Cassava's AI Factory build - ephemeral or phenomenal?
Cassava's Africa Data Centres to put at least $720-m into "AI Factories" in Africa
Last week saw great fanfare and largely copy/paste coverage in business and tech media of the Cassava press release. It was big news: the dawn of a new AI age in Africa. Africa Data Centres in South Africa would be given a major upgrade, and then Egypt, Kenya, Morocco and Nigeria, with $720-m of Nvidia GPUs, to create what was breathlessly called the rollout of “AI Factories”.
What’s an AI Factory? The glib definition is: “Unlike traditional data centres, AI factories do more than store and process data — they manufacture intelligence at scale, transforming raw data into real-time insights.”
OK, clear as mud.
There’s a Wikipedia page: “The AI factory is an AI-centred decision-making engine… optimises day-to-day operations by relegating smaller‑scale decisions to machine learning algorithms. The factory is structured around four core elements: the data pipeline, algorithm development, the experimentation platform, and the software infrastructure. By design, the AI factory can run in a virtuous cycle: the more data it receives, the better its algorithms become, improving its output, and attracting more users, which generates even more data.”
The term seems to have been coined in a 2020 book, and then vanished for years, to be revived and relentlessly touted by Nvidia CEO Jensen Huang (PC Mag here, Forbes here) earlier this year.
Nvidia’s definition: “A traditional data centre handles diverse workloads and is built for general-purpose computing, AI factories are optimised to create value from AI. They orchestrate the entire AI lifecycle — from data ingestion to training, fine-tuning and, most critically, high-volume inference.”

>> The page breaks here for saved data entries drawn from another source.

PR #3655, opened 2017-11-07
[PD-3943] Model, APIs for Dashboard Tiles

koonsies:
## What's this PR do?
Adds the model for dashboard tiles, as well as the APIs to access them.

REST Client, note: you need to set the csrf token header `X-CSRFToken` for these to work
The payloads are as follows:

URL: `https://secure.my.jobs/dashboard/api/tiles/`

**Get list of all tiles for a user**
Method 
`GET`
Payload 
`None`

**Create a new tile for a user**
Method:
`POST`
Payload
```
    {
        "id": 1,
        "title": "Won",
        "params": "{}",
        "data_grid": "{}",
        "tile_type": "brokenTile"
    }
```

**Update tile(s)**
Method:
`PUT`
Payload:
```
[
    {
        "id": 1,
        "title": "Won",
        "params": "{}",
        "data_grid": "{}",
        "tile_type": "brokenTile"
    }
]
```

**Delete tile**
Method:
`DELETE`
Querystring:
`?tile_id=<id>`

Hit the various APIs. Ensure they are creating, updating, and retrieving as expected

There's some foo with getting bulk update to work. This is required by the front end, as moving tiles will cause the position of all tiles to be updated, and we didn't want to fire off an API call for each tile, every time.

In review, you may notice the multiple serializers. I spend a good amount of time trying to get the multi update to play nice, but found that previously accepted solutions to this issue were not working in our version of DRF.

If anyone knows of a better way for me to tackle the list update, please let me know.

## TODO

Add tests. I want to get this merged before writing tests so that Aladeen can begin integrating it. I have added a ticket for tests [here](https://directemployersfoundation.atlassian.net/browse/PD-3951) 

### Front-End
N/A

### Separation of Concerns

### Tests

~- [ ] Base classes used for python tests don't do too much unnecessary work.~ (ticket to add tests exists)

### Migrations


user_dashboard/api.py
```diff
@@ -0,0 +1,99 @@
...
+from user_dashboard.models import DashboardTile
+from universal.helpers import get_company_or_404
+
+
+class DashboardTileListSerializer(serializers.ListSerializer):
+    """
+    Special list serializer that allows for list (bulk) updates of dashboard tiles.
+
+    Requires that the dashboard id be set as an editable field and therefore must protect data integrity itself.
+    """
```
koonsies: Here's the weirdness. Handling of list updates in DRF seems to have changed many times over the course of the project's life. I have had trouble tracking down a solution that works. If someone who has a bit more Google foo can find a more up-to-date solution, please let me know.

user_dashboard/api.py
```diff
@@ -0,0 +1,99 @@
...
+        if serializer.is_valid():
+            serializer.save(user=request.user, company=company)
+            return Response(serializer.data,
+                            status=status.HTTP_201_CREATED)
+        return Response(serializer.errors,
+                        status=status.HTTP_400_BAD_REQUEST)
+
+    def put(self, request, format=None):
+        company = get_company_or_404(request)
+        tile_ids = [tile.get('id') for tile in request.data if tile.get('id')]
```
vigowei: ah, the payload for updates will have to be a list even if you are only updating one tile. I'm okay with that as long as we make it clear that's the expectation. I would add a check here since this throws an exception when you pass in a different type other than list.

user_dashboard/api.py
```diff
@@ -0,0 +1,99 @@
...
+        tile_instances = DashboardTile.objects.filter(id__in=tile_ids, user=request.user, company=company)
+        # Note the special serializer used here for bulk updates
+        serializer = DashboardMultiTileSerializer(instance=tile_instances, data=request.data, many=True)
+        if serializer.is_valid():
```
vigowei: looks like one bad tile in a bulk will cause entire bulk request to fail, which may be an okay thing to do. are we also concerned with duplicate tile ids?

user_dashboard/api.py
```diff
@@ -0,0 +1,99 @@
...
+            serializer.save()
+            return Response(serializer.data,
+                            status=status.HTTP_200_OK)
+        return Response(serializer.errors,
+                        status=status.HTTP_400_BAD_REQUEST)
+
+    def delete(self, request, format=None):
+        tile = DashboardTile.objects.filter(pk=request.GET.get('tile_id')).first()
```
vigowei: is there a reason for the primary key to not be unique? is this related to the side effect of allowing overwriting tile_ids from bulk updates?

user_dashboard/api.py
vigowei: but of course I'm fine with things like this being improved when you start writing tests.

user_dashboard/api.py
tdphillips: `primary_key=True` implies both `null=False` and `unique=True`. Jon is just doing a `.filter().first()` here to avoid having to catch a DoesNotExist.

vigowei: @tdphillips I see. I would have used get() + catch, but I'm fine with this.

user_dashboard/models.py
```diff
@@ -0,0 +1,11 @@
+from django.db import models
+
+
+class DashboardTile(models.Model):
+    id = models.AutoField(primary_key=True)
+    user = models.ForeignKey('myjobs.User', editable=False, on_delete=models.CASCADE)
+    company = models.ForeignKey('seo.Company', editable=False, on_delete=models.CASCADE)
+    title = models.CharField(max_length=120, blank=True, null=True)
+    params = models.TextField(blank=True, null=True)
```
tdphillips: When I was on the team, I was campaigning against the easy path of storing json in a text field. I'm tired of having to argue that frontend devs should not dictate anything connected to the database so consider this an approval under duress.

user_dashboard/api.py
vigowei: just read the [DRF doc](http://www.django-rest-framework.org/api-guide/serializers/#customizing-multiple-update), so I understand your solution better.. I think you are doing everything the recommended way except for having to declare `id` editable. Their example does not have read_only=True but weirdly it doesn't work for us if you leave it out. If we acknowledge and document clearly that this is just a hack to make `id` available in the list serializer then it's okay? I would recommend changing L#19 to:         
`data_mapping = {data.pop('id', None): data for data in validated_data}`
to explicitly state we are not overwriting the `id` field.

koonsies: That makes sense. That would serve as a double-guard against overwriting IDs, but since I am matching the ID to an existing instance tied to that user (the IDs being the same being the only way they would match), the presence of ID isn't a major concern. However, I can see how verifying ID isn't present could prevent an edit on the code from easily introducing a bug.

user_dashboard/models.py
koonsies: Hmm. I understand your issue. Perhaps it's a lack of cleverness of my part, but a better solution didn't present itself to me. What params are supplied are based on what the various APIs/components will require in order to do their rendering. If I tried to define fields, I figured I'd have to have a model for each component. While this is possible, I liked that solution even less than storing JSON.

aljordan82:
@koonsies I am getting a js error when using the `DELETE` because it returns an empty response. can it return at least a `{}` ?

In Nvidaispeak, intelligence is measured by AI token throughput — “the real-time predictions that drive decisions, automation and entirely new services”.

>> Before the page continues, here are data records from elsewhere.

PR #3657, opened 2017-11-08
[PD-3900] Add a debounce for TJD

vigowei:
## What's this PR do?
Adds a debounce to run_trial_report, so it won't be triggered every user edit 

### Front-End

- [ ] Works on IE 11 and Edge
- [ ] Works on Mobile

### Separation of Concerns
n/a

### Tests
n/a

### Migrations
n/a


vigowei:
closing to fix tests

gulp/src/reporting/components/SetUpReport.jsx
```diff
@@ -111,10 +114,10 @@ class SetUpReport extends Component {
     this.dispatchUpdateFilterWithDependencies();
   }
 
-  dispatchUpdateFilterWithDependencies() {
+  dispatchUpdateFilterWithDependencies = debounce(() => {
     const {dispatch, filterInterface, reportDataId} = this.props;
     return dispatch(doUpdateFilterWithDependencies(filterInterface, reportDataId));
-  }
+  }, 500);
```
aljordan82: I've tested and it works.
There is a `typingDebounce` function that we use, but it's hardcoded to 300ms. We can you that if you are fine with 300ms.

gulp/src/reporting/components/SetUpReport.jsx
```diff
@@ -402,7 +412,7 @@ class SetUpReport extends Component {
                 <TextField
                   name={currentFilter[col.filter] || ''}
                   value={currentFilter[col.filter] || ''}
-                  onChange={v => this.dispatchFilterAction(setSimpleFilterAction(col.filter, v.target.value))}
+                  onChange={v => this.dispatchFilterAction(setSimpleFilterAction(col.filter, v.target.value), 'debounced')}
```
aljordan82: I would use true and you can add a comment like .. , true /* debounce */)

vigowei: @aljordan82 either way would be readable right? if we allow anything truthy in the function, how does this make a difference?

aljordan82: True, there is not difference, it is just not expected to compare against a string.

koonsies:
I'm getting some weird results with the debounce. None of the fields are causing a trial report to be run instantly. When I change a multi-select box, a trial report isn't fired until after a looonngg delay. Debounce seems to work for the text field, but it's also way too long.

OK, got it… it’s a GPU-rich DC with a robust application environment to host training, viz, data science UI and massive high performance databases (note: In Googlespeak GPUs are TPUs, Tensor rather than Graphic Processing Units). Along with the compute and orchestration/devops support systems, a useful AI factory also needs to have a tonne of really good quality data already in the DC — for speed, but also because it costs lots of money to move large amounts of data around.
For the more technical, this is the reference architecture from F5 (network security appliance company):
SO WHAT? – For many of a more cynical bent the Cassava announcement felt like AI-washing … a regular old hardware upgrade cycle that was spun as being AI-tabulous and earth shattering. If the execution is exemplary however, then this initiative really could be a game-changer.
Here are some key points about Cassava’s announcement:
$720-million to be spent, some of Cassava’s own capital injection, some debt (not much detail available yet).
Timelines are ambitious — to have the first 3,000 GPUs commissioned by June in SA, with Egypt, Kenya, Nigeria, Morocco rolled out before year end for a total of 12,000 GPUs (of as yet unknown specification)
This puts compute capacity directly into the hands of African technology developers, where as noted previously less than 5% of the world’s AI-optimised compute capacity is installed.
This significantly changes the balance of power of the global hyperscalers that are trying to drive use of global (i.e. largely US-based) Cloud compute.
In effect, Africa could benefit from what is looking to become a proxy war between global hyperscalers driving Cloud (Google just released its new Ironwood TPU processors which 10X its previous generation in performance), and hardware manufacturers wanting to sell tin (and services).
The long term cost vs benefit of having DCs with powerful AI capabilities in Africa is still unknown, and cool heads should prevail lest we get swept up in the irrational exuberance. Energy demands from AI datacentres will quadruple by 2030 says the International Energy Agency (IEA), with one DC today consuming 100,000 households worth of energy, and some under construction requiring 20 times more. Also, done badly, AI could suck water from some of the world’s driest areas, an investigation by the Guardian revealed.
On the up-side: potentially, harnessing AI could balance the energy equation by making various activities more efficient
And strategically, having AI DCs in Africa makes the continent less dependant on the Global North and more self sufficient
ZOOM OUT – We now wait for more concrete details of what Cassava has planned, but with some hyperscalers pulling in their horns on their own DC builds, and some reality setting in on what AI can and cannot do, local compute infrastructure is almost certainly a Good Thing.
Not only does it create a valuable resource for ongoing exploitation, but also creates a skilled, experienced local workforce that can then maintain, optimise and extend it.